2                        Roberts makes four basic arguments on appeal:  (1) the other acts incidents were highly dissimilar from Roberts’ swimming pool behavior and thereby irrelevant; (2) any slight relevance the other acts evidence may have had was outweighed by its high degree of prejudice; (3) the prosecution improperly commented on Roberts’ silence during the prosecution’s closing arguments; and (4) the trial court wrongly admitted evidence of Roberts’ prior arrests for sexual offenses.  We reject these arguments and affirm Roberts’ conviction. 
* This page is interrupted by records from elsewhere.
PR #10, opened 2015-06-24
RFC - Use public keys only as identifier of various clients and actions

dirvine:
[Review on Reviewable](https://reviewable.io/reviews/maidsafe/rfcs/10)

### DIFF
--- a/proposed/0000-Use-public-key-for-id-on-all-messages.md
+++ b/proposed/0000-Use-public-key-for-id-on-all-messages.md
@@ -1,0 +1,60 @@
+- Feature Name: Use public key alone to authorise actions 
+- Type Enhancement
+- Related components routing, types, client, vaults
+- Start Date: 23-06-2015
+- RFC PR: 
+- Issue number: 
+
+# Summary
+
+At the moment client Id packets are create and a hash of these packets used as identity. 
+This involves storing such packets prior to the client interacting with the network. 
+As such this requires an initial `unauthorised put` as the client is not known to the 
+network and cannot be recognised without this. It also means there are many lookups
+to link the hash of the id packet with the client taking the action. 
+These lookups are costly it is proposed here that they are not required.  
+
+# Motivation
+
+Storing Id packets is a strain on the network. Lookups are a strain and will slow down
+network actions. Id packets themselves may be a security issue (can they be hacked), although
+highly unlikely, it is impossible to hack if they do not exist! 
+
+This mechanism does not reduce the total number of clients or types of clients as they all exist 
+in an address space of 2^256 and app developers can use multiple Id's in very clever ways, such 
+as the SAFE network does to distinguish public id's and private id's. Now these and more are possible.
+Id's could be created to share data types (as co-owners) and allow shares access and write capability
+between applications and groups. 
+
+# Detailed design
+
+As clients `Put` data or messages on the network (i.e. ask to create) they send such requests via the 
+ClientManager type persona (MaidManager in the case of data). These requests are signed and include the
+clients `PublicKey`. This public key can be allocated, or matched to an existing,to a client account. 
+The ClientManager may then take any action, such as authorising the `Put`, taking a balance etc. and all against the key. 
+
+If a client wishes to amend any data (structured data) then this is already signed by that client and contains the 
+`PublicKey` The client will sign the request to alter the data (by overwriting with a new valid one) and again
+the public key of the signed message is included in the message, confirming what key made the request. This key
+can then be confirmed to be one of the owners of the `StructuredData` element and if multiple owners
+then the signatures of the data element being uploaded is checked against the list of signatures of the new chunk
+using the owners keys of the last chunk. 
+
+Clients may identify themselves using the public key as their node address. Signing the request to join the network 
+at that address. This is a different size key from routing nodes though, which is a benefit as it distinguishes these
+connections more clearly. This does require a change to the routing API to accommodate 32 byte node identities.
+
+Clients themselves no longer will require to store Id's packets on the network (although they can via StructuredData).
+`PublicId` types are no longer required in the maidsafe_types library (maidsafe_client exclusive now).
+
+# Drawbacks
+
+To be identified
+
+# Alternatives
+
+Alternatively the status quo could be left in place
+
+# Unresolved questions
+
+To be resolved during evaluation.
--- a/proposed/0000-Use-public-key-for-id-on-all-messages.md
+++ b/proposed/0000-Use-public-key-for-id-on-all-messages.md
@@ -7,12 +7,24 @@
 
 # Summary
 
-At the moment client Id packets are create and a hash of these packets used as identity. 
-This involves storing such packets prior to the client interacting with the network. 
+At the moment client Id packets are created and a hash of these packets used as identity.
+This is stored on th network as a `key` (ie the hash) / `value` (the public key) pair.
+These packets have to be available prior to the client storing data onto the network. 
+
+As the network must confirm a client has paid the network, either by providing resource
+or via a network token (i.e. safecoin). Then it needs to look up the clients public key 
+and confirm the signatuire of requests come from that client. This is done by querying 
+the client ID (Hash), then looking up the ID packet and downloading it to get the public key.
+
 As such this requires an initial `unauthorised put` as the client is not known to the 
-network and cannot be recognised without this. It also means there are many lookups
-to link the hash of the id packet with the client taking the action. 
-These lookups are costly it is proposed here that they are not required.  
+network and cannot be recognised without this. This means essentially the network has to 
+allow unliited `Put` of client Id packets, thereby exposing a risk of wasted network usage.
+
+This proposal removes all of this indirection and instead allows the client to be recodnised
+by the public key included in messages or data types. such messages and data types will be 
+signed by the `secret key` that is paired with this public key. As only the owner should have
+access to this `secret key` then it can be assumed the message or request to mutate data is 
+indeed valid in a cryptographically secure manner.
 
 # Motivation
 
--- a/proposed/0000-Use-public-key-for-id-on-all-messages.md
+++ b/proposed/0000-Use-public-key-for-id-on-all-messages.md
@@ -22,7 +22,7 @@ highly unlikely, it is impossible to hack if they do not exist!
 
 This mechanism does not reduce the total number of clients or types of clients as they all exist 
 in an address space of 2^256 and app developers can use multiple Id's in very clever ways, such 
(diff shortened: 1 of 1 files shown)


proposed/0000-Use-public-key-for-id-on-all-messages.md
```diff
@@ -0,0 +1,60 @@
+- Feature Name: Use public key alone to authorise actions
```
benjaminbollen: only or alone?

proposed/0000-Use-public-key-for-id-on-all-messages.md
```diff
@@ -0,0 +1,60 @@
...
+
+# Motivation
+
+Storing Id packets is a strain on the network. Lookups are a strain and will slow down
+network actions. Id packets themselves may be a security issue (can they be hacked), although
+highly unlikely, it is impossible to hack if they do not exist! 
+
+This mechanism does not reduce the total number of clients or types of clients as they all exist 
+in an address space of 2^256 and app developers can use multiple Id's in very clever ways, such 
+as the SAFE network does to distinguish public id's and private id's. Now these and more are possible.
```
mmoadeli: as private ids are not stored on network, how does safe network need to distinguish between public and private ids?

proposed/0000-Use-public-key-for-id-on-all-messages.md
```diff
@@ -0,0 +1,60 @@
...
+These lookups are costly it is proposed here that they are not required.  
+
+# Motivation
+
+Storing Id packets is a strain on the network. Lookups are a strain and will slow down
+network actions. Id packets themselves may be a security issue (can they be hacked), although
+highly unlikely, it is impossible to hack if they do not exist! 
+
+This mechanism does not reduce the total number of clients or types of clients as they all exist 
+in an address space of 2^256 and app developers can use multiple Id's in very clever ways, such
```
mmoadeli: why 2^256? why not 2^512?

proposed/0000-Use-public-key-for-id-on-all-messages.md
```diff
@@ -0,0 +1,60 @@
...
+# Detailed design
+
+As clients `Put` data or messages on the network (i.e. ask to create) they send such requests via the 
+ClientManager type persona (MaidManager in the case of data). These requests are signed and include the
+clients `PublicKey`. This public key can be allocated, or matched to an existing,to a client account. 
+The ClientManager may then take any action, such as authorising the `Put`, taking a balance etc. and all against the key. 
+
+If a client wishes to amend any data (structured data) then this is already signed by that client and contains the 
+`PublicKey` The client will sign the request to alter the data (by overwriting with a new valid one) and again
+the public key of the signed message is included in the message, confirming what key made the request. This key
```
mmoadeli: "public key of the signed message is included in the message"?

proposed/0000-Use-public-key-for-id-on-all-messages.md
```diff
@@ -0,0 +1,60 @@
...
+can then be confirmed to be one of the owners of the `StructuredData` element and if multiple owners
+then the signatures of the data element being uploaded is checked against the list of signatures of the new chunk
+using the owners keys of the last chunk. 
+
+Clients may identify themselves using the public key as their node address. Signing the request to join the network
```
mmoadeli: Clients may identify themselves using the <public key> as their node address ? 
"hash" of public key?

proposed/0000-Use-public-key-for-id-on-all-messages.md
```diff
@@ -0,0 +1,60 @@
+- Feature Name: Use public key alone to authorise actions 
+- Type Enhancement
+- Related components routing, types, client, vaults
```
mmoadeli: maidsafe_types, maidsafe_client, maidsafe_vault

proposed/0000-Use-public-key-for-id-on-all-messages.md
dirvine: A public Id would be publicly known id (i.e. David or MPID) private ID would be what we seen as `Maid`. The network does not need to distinguish these as they are the responsibility of the client apps. i.e. a client app should use a public known name for messaging/contacts for insance

proposed/0000-Use-public-key-for-id-on-all-messages.md
dirvine: limited by public key size (32 byte), so it's a physical limit of the encryption algorithm. We could increase that key size and eventually go to 2^512 but for time being it's computationally to expensive to do so.

proposed/0000-Use-public-key-for-id-on-all-messages.md
dirvine: Perhaps, or maybe "The public key associated with the signed message"

proposed/0000-Use-public-key-for-id-on-all-messages.md
dirvine: I am not sure clients should not actually use a 32 byte node address. It is more efficient and also means there is a real distinction as well as not polluting the 64 byte space.

proposed/0000-Use-public-key-for-id-on-all-messages.md
dirvine: Cheers, I will alter this.

proposed/0000-Use-public-key-for-id-on-all-messages.md
mmoadeli: It was exactly the point I raised. That safe network does not need to distinguish.

dirvine: Are you agreeing with the rfc and the comment I made on it? confused! Ah I think I See what you are saying, the work `not` is missing :-)

mmoadeli: "not" is not added to the updated file as I see.

proposed/0000-Use-public-key-for-id-on-all-messages.md
mmoadeli: The only point I am missing is that you mentioned "Clients may identify themselves using the public key as their node address"
and above you mention "I am not sure clients should not actually use a 32 byte node address"

what is the  relationship between this 32 byte node address & public key?

dirvine: e25519 public key size == 32Bytes

mmoadeli: Thanks

mmoadeli: I would mention it explicitly earlier in ths document . If no where else, in our documentation it is mentioned.

proposed/0000-Use-public-key-for-id-on-all-messages.md
```diff
@@ -0,0 +1,60 @@
...
+ClientManager type persona (MaidManager in the case of data). These requests are signed and include the
+clients `PublicKey`. This public key can be allocated, or matched to an existing,to a client account. 
+The ClientManager may then take any action, such as authorising the `Put`, taking a balance etc. and all against the key. 
+
+If a client wishes to amend any data (structured data) then this is already signed by that client and contains the 
+`PublicKey` The client will sign the request to alter the data (by overwriting with a new valid one) and again
+the public key of the signed message is included in the message, confirming what key made the request. This key
+can then be confirmed to be one of the owners of the `StructuredData` element and if multiple owners
+then the signatures of the data element being uploaded is checked against the list of signatures of the new chunk
+using the owners keys of the last chunk.
```
benjaminbollen: This also puts responsability on the client/app for multisig to negotiate amongst the owners to agree on a new version and delegate one client to collect all signatures and execute the put on behalf of all;

alternatively we can also put such behaviour in "Sentinel-like accumulator", where clients would have to coordinate their put; this allows a double route though (as it would not exclude the above), and maybe thats not a desirable effect; also Sentinel should not be involved here as the core idea is for the put request to be self-verifiying

proposed/0000-Use-public-key-for-id-on-all-messages.md
```diff
@@ -0,0 +1,60 @@
...
+If a client wishes to amend any data (structured data) then this is already signed by that client and contains the 
+`PublicKey` The client will sign the request to alter the data (by overwriting with a new valid one) and again
+the public key of the signed message is included in the message, confirming what key made the request. This key
+can then be confirmed to be one of the owners of the `StructuredData` element and if multiple owners
+then the signatures of the data element being uploaded is checked against the list of signatures of the new chunk
+using the owners keys of the last chunk. 
+
+Clients may identify themselves using the public key as their node address. Signing the request to join the network 
+at that address. This is a different size key from routing nodes though, which is a benefit as it distinguishes these
+connections more clearly. This does require a change to the routing API to accommodate 32 byte node identities.
```
benjaminbollen: would there still be a need for a client to directly connect to its client manager group?  Can we not do everything over an arbitrary relay node?  The RelayNode would then map to a 32bit "name" - but the relay node should not be too concerned with verifying this name as it only matters to the content and groups would decide on that.  Does that make sense?

dirvine: The only time would be when we want push data from the network (so messaging for instance, although a register current location can be used instead). To prevent spam a relay could cryptographically check the nodeid, but this proposal does not prohibit that in future.

proposed/0000-Use-public-key-for-id-on-all-messages.md
dirvine: Yes it does. That was the intent really, that on successful gathering of the signatures a single person pushes the button (so to speak).  I think this is suited to client side as you can then create out of band processes like board level votes, parliament voting systems etc. where the system recognises there are enough sigs and sends the update.

proposed/0000-Use-public-key-for-id-on-all-messages.md
```diff
@@ -0,0 +1,60 @@
...
+
+# Summary
+
+At the moment client Id packets are create and a hash of these packets used as identity. 
+This involves storing such packets prior to the client interacting with the network. 
+As such this requires an initial `unauthorised put` as the client is not known to the 
+network and cannot be recognised without this. It also means there are many lookups
+to link the hash of the id packet with the client taking the action. 
+These lookups are costly it is proposed here that they are not required.  
+
```
inetic: I think, it should be elaborated on what is the reasoning behind the current mechanism and how the mechanism works (either here or providing a link to documentation). Also a formal definition of `action` would be handy somewhere. Otherwise I think it's not a RFC, but just a memo for those who already know the context.

dirvine:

3                        We first conclude that the trial court reasonably admitted the other acts evidence.  The trial court had discretion to receive it concerning the issues of intent, mistake, and state of mind.  See State v. Sullivan, 216 Wis. 2d 768, 772, 780-81, 576 N.W.2d 30 (1998).  Here, the prior incidents were similar in place, manner, purpose, and degree to Roberts’ pool touching.  Each time, Roberts approached the girl from behind and touched her buttocks.  Each incident took place in a public venue, the girls were all juveniles and were relative strangers to Roberts.  The similarities hold true despite the victims’ various characterizations of his acts as grabbing, squeezing, fondling, or probing.  These were, like Roberts’ pool acts, all forms of touching.  Also, their substantial relevance outweighed any prejudice.  The trial court carefully instructed the jury on the limited evidentiary role of those incidents, thus keeping the other acts evidence in proper evidentiary perspective.  See State v. Dekeyser, 221 Wis. 2d 435, 452, 585 N.W.2d 668 (Ct. App. 1998). 

4                        We briefly address Roberts’ remaining two arguments.  First, Roberts stipulated to the admission of his arrest record and has thereby waived any error for purposes of appeal.  See Shaun N. v. State, 173 Wis. 2d 343, 372, 497 N.W.2d 141 (Ct. App. 1992).  If Roberts found the evidence objectionable, he should have pursued it in the trial court rather than stipulate to its admission.  Second, Roberts has not shown that the prosecution commented on Roberts’ silence during closing argument.  We agree with Roberts that the prosecution may not direct the jury’s attention to a defendant’s silence or failure to testify.  See Reichoff v. State, 76 Wis. 2d 375, 379-80, 251 N.W.2d 470 (1977).  Here, however, the prosecutor merely identified a gap in defense counsel’s summation wherein he gave no exculpatory explanation for why Roberts touched the victim’s buttocks.  This gap, when weighed with the other acts evidence, contributed to an inference that there was no innocent reason.  The prosecution had the right to show how defense counsel’s summation comported with the other acts evidence.  The prosecution simply helped make the jury aware of reasonable inferences as they bore on Roberts’ state of mind. 

By the Court.—Judgment affirmed.

This opinion will not be published.  See Wis. Stat. Rule 809.23(1)(b)5 (1997-98).